*DATA FOR THIS EXERCISE:*
Start of Block
PR #11117, opened 2022-01-12
test(cli): add studio tests for schema with a custom filename

eemmiillyy:


packages/cli/src/__tests__/commands/Studio.test.ts
```diff
@@ -48,7 +48,7 @@ describe('studio', () => {
   })
 
   afterAll(async () => {
-    await studio.instance!.stop()
+    studio.instance!.stop()
```
Jolg42, line 51: A bit surprised by the removal of the await 🤔 

Is that intended?

Jolg42 (approved):
Looks good, thanks! 💚

packages/cli/src/__tests__/commands/Studio.test.ts
eemmiillyy: Yeah, the function is not an async promise so the `await` didn't have any effect.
End of Block
*EXERCISE PROMPT:* The whole listing above is to be copied exactly.

*TASK SOLUTION:*
PR #11117, opened 2022-01-12
test(cli): add studio tests for schema with a custom filename

eemmiillyy:


packages/cli/src/__tests__/commands/Studio.test.ts
```diff
@@ -48,7 +48,7 @@ describe('studio', () => {
   })
 
   afterAll(async () => {
-    await studio.instance!.stop()
+    studio.instance!.stop()
```
Jolg42, line 51: A bit surprised by the removal of the await 🤔 

Is that intended?

Jolg42 (approved):
Looks good, thanks! 💚

packages/cli/src/__tests__/commands/Studio.test.ts
eemmiillyy: Yeah, the function is not an async promise so the `await` didn't have any effect.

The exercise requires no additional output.